■ **Instructions for the task**
Could you copy the lines below exactly, leaving none out?

Saved entries
- - -
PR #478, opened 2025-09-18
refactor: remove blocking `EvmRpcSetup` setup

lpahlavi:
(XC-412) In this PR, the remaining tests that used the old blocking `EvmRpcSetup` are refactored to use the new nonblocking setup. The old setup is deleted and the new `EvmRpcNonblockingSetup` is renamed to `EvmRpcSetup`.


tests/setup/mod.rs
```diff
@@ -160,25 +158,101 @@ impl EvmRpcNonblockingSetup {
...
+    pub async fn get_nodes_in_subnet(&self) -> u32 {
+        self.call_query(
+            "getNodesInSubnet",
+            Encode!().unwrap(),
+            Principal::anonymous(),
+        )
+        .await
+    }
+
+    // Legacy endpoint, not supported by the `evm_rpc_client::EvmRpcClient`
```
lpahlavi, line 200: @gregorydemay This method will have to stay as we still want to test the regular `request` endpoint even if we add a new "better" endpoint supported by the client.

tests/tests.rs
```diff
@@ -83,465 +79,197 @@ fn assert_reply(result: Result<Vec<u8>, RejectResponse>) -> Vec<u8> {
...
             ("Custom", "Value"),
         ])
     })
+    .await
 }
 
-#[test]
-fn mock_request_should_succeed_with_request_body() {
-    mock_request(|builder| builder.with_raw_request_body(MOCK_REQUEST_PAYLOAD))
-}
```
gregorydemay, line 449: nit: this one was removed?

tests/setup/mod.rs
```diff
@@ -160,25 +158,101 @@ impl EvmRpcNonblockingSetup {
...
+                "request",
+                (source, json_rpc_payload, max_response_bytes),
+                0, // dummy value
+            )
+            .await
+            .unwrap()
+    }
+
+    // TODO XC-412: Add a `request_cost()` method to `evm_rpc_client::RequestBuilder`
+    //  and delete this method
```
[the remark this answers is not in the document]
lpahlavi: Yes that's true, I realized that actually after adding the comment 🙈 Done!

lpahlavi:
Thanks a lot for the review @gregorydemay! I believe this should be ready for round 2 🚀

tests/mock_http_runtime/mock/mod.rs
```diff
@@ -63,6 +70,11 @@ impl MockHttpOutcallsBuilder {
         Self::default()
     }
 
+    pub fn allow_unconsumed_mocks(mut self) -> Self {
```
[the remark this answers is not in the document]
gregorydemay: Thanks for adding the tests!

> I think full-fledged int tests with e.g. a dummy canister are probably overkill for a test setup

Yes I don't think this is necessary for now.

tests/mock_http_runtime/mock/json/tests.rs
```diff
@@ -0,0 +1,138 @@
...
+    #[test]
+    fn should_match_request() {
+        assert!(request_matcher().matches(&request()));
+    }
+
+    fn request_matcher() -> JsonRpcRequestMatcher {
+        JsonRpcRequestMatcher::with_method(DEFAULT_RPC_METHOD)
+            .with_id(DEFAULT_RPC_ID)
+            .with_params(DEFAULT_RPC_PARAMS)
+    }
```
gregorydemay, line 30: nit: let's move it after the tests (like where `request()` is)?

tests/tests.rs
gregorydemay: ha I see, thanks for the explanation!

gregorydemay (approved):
- - -
■ **Finished exercise**
PR #478, opened 2025-09-18
refactor: remove blocking `EvmRpcSetup` setup

lpahlavi:
(XC-412) In this PR, the remaining tests that used the old blocking `EvmRpcSetup` are refactored to use the new nonblocking setup. The old setup is deleted and the new `EvmRpcNonblockingSetup` is renamed to `EvmRpcSetup`.


tests/setup/mod.rs
```diff
@@ -160,25 +158,101 @@ impl EvmRpcNonblockingSetup {
...
+    pub async fn get_nodes_in_subnet(&self) -> u32 {
+        self.call_query(
+            "getNodesInSubnet",
+            Encode!().unwrap(),
+            Principal::anonymous(),
+        )
+        .await
+    }
+
+    // Legacy endpoint, not supported by the `evm_rpc_client::EvmRpcClient`
```
lpahlavi, line 200: @gregorydemay This method will have to stay as we still want to test the regular `request` endpoint even if we add a new "better" endpoint supported by the client.

tests/tests.rs
```diff
@@ -83,465 +79,197 @@ fn assert_reply(result: Result<Vec<u8>, RejectResponse>) -> Vec<u8> {
...
             ("Custom", "Value"),
         ])
     })
+    .await
 }
 
-#[test]
-fn mock_request_should_succeed_with_request_body() {
-    mock_request(|builder| builder.with_raw_request_body(MOCK_REQUEST_PAYLOAD))
-}
```
gregorydemay, line 449: nit: this one was removed?

tests/setup/mod.rs
```diff
@@ -160,25 +158,101 @@ impl EvmRpcNonblockingSetup {
...
+                "request",
+                (source, json_rpc_payload, max_response_bytes),
+                0, // dummy value
+            )
+            .await
+            .unwrap()
+    }
+
+    // TODO XC-412: Add a `request_cost()` method to `evm_rpc_client::RequestBuilder`
+    //  and delete this method
```
[the remark this answers is not in the document]
lpahlavi: Yes that's true, I realized that actually after adding the comment 🙈 Done!

lpahlavi:
Thanks a lot for the review @gregorydemay! I believe this should be ready for round 2 🚀

tests/mock_http_runtime/mock/mod.rs
```diff
@@ -63,6 +70,11 @@ impl MockHttpOutcallsBuilder {
         Self::default()
     }
 
+    pub fn allow_unconsumed_mocks(mut self) -> Self {
```
[the remark this answers is not in the document]
gregorydemay: Thanks for adding the tests!

> I think full-fledged int tests with e.g. a dummy canister are probably overkill for a test setup

Yes I don't think this is necessary for now.

tests/mock_http_runtime/mock/json/tests.rs
```diff
@@ -0,0 +1,138 @@
...
+    #[test]
+    fn should_match_request() {
+        assert!(request_matcher().matches(&request()));
+    }
+
+    fn request_matcher() -> JsonRpcRequestMatcher {
+        JsonRpcRequestMatcher::with_method(DEFAULT_RPC_METHOD)
+            .with_id(DEFAULT_RPC_ID)
+            .with_params(DEFAULT_RPC_PARAMS)
+    }
```
gregorydemay, line 30: nit: let's move it after the tests (like where `request()` is)?

tests/tests.rs
gregorydemay: ha I see, thanks for the explanation!

gregorydemay (approved):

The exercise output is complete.